--- INFORMATION ---
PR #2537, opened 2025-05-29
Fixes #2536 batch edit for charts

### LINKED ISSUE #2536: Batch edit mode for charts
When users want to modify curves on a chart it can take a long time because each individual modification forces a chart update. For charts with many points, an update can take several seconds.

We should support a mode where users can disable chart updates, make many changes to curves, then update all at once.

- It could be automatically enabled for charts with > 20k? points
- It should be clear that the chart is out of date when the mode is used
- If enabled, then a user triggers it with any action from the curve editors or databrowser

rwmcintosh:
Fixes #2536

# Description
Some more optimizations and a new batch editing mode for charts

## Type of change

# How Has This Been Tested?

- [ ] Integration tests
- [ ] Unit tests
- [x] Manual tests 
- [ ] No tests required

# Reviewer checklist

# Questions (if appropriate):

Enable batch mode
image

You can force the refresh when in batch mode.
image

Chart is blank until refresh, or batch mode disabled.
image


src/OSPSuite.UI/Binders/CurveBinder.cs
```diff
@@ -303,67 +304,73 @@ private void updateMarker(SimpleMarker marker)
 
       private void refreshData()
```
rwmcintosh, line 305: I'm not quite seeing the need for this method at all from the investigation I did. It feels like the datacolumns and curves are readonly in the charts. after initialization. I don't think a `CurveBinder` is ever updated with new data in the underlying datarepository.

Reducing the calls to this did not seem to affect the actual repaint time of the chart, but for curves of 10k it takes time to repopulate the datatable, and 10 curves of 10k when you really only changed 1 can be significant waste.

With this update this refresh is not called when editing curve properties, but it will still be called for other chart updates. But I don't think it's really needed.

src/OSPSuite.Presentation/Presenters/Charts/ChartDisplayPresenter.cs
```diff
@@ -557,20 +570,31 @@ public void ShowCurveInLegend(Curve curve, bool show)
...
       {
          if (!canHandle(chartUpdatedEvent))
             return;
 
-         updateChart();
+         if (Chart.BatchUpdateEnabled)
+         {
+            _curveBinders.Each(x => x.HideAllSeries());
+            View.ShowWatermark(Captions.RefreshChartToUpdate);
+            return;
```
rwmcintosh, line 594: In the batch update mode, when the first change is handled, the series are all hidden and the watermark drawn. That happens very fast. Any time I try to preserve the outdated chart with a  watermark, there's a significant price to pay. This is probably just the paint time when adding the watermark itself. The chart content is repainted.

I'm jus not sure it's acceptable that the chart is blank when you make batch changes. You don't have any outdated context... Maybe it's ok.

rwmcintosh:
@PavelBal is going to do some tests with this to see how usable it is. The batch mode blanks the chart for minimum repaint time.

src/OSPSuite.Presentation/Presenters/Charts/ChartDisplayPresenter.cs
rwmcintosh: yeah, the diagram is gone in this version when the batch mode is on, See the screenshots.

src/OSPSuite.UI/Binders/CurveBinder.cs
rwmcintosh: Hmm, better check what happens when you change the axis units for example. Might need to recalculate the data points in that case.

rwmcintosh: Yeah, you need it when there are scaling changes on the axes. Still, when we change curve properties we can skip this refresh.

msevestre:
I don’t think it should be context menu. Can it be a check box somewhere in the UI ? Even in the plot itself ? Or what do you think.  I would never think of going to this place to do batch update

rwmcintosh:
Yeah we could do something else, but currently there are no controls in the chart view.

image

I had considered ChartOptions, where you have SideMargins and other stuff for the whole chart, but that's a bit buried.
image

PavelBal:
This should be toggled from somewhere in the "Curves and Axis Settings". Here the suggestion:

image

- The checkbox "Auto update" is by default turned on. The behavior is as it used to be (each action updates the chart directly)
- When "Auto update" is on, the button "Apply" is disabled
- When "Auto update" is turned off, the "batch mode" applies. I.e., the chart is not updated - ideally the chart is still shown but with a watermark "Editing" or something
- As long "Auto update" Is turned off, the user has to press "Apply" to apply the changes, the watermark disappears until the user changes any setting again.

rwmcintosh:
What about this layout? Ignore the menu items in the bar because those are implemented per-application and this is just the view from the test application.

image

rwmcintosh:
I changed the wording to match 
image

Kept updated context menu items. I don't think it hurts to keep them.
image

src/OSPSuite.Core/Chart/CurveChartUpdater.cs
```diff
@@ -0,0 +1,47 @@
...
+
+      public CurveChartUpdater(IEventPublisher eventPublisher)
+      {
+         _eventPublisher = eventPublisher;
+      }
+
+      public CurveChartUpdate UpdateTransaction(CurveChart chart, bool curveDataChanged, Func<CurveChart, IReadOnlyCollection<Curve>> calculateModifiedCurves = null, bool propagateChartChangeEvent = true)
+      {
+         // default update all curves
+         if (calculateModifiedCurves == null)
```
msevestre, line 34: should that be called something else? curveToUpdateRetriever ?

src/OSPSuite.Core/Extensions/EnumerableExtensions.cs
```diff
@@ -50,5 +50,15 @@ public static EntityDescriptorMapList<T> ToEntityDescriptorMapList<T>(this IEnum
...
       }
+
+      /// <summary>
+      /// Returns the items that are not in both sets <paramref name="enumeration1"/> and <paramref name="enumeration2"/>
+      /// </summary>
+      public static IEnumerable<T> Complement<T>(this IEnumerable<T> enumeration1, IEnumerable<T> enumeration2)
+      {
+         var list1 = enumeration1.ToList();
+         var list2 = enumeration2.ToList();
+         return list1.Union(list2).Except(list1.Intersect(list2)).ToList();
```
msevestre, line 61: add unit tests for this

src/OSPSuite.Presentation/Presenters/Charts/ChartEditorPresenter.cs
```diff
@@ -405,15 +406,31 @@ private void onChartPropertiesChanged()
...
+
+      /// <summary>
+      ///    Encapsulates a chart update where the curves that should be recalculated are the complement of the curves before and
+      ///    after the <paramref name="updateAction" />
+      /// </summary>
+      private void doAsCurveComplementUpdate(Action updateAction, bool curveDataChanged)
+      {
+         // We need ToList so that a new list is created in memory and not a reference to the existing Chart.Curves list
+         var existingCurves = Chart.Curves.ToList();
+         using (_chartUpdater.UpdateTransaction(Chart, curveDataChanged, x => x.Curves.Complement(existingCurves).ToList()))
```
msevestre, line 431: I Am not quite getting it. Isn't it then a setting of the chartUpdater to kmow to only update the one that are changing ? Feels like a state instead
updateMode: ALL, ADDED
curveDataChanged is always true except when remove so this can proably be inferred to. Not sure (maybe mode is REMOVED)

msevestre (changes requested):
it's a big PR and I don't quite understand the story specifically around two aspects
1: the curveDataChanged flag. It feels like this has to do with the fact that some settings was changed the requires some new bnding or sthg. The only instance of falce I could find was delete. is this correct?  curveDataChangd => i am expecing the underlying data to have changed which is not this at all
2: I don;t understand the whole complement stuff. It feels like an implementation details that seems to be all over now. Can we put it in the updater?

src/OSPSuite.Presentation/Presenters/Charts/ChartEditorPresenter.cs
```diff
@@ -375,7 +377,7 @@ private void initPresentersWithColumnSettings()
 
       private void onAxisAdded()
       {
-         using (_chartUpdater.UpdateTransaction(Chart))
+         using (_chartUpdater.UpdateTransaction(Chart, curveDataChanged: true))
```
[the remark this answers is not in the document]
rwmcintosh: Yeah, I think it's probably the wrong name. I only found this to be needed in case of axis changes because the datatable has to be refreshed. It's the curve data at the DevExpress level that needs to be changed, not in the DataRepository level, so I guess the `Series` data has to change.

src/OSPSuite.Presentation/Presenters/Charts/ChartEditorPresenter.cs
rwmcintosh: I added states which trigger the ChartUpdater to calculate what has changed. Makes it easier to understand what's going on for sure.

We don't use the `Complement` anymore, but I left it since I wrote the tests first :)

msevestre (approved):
---
WORK TASK: Return each line from the records that includes the word "many".

REPLY:
When users want to modify curves on a chart it can take a long time because each individual modification forces a chart update. For charts with many points, an update can take several seconds.
We should support a mode where users can disable chart updates, make many changes to curves, then update all at once.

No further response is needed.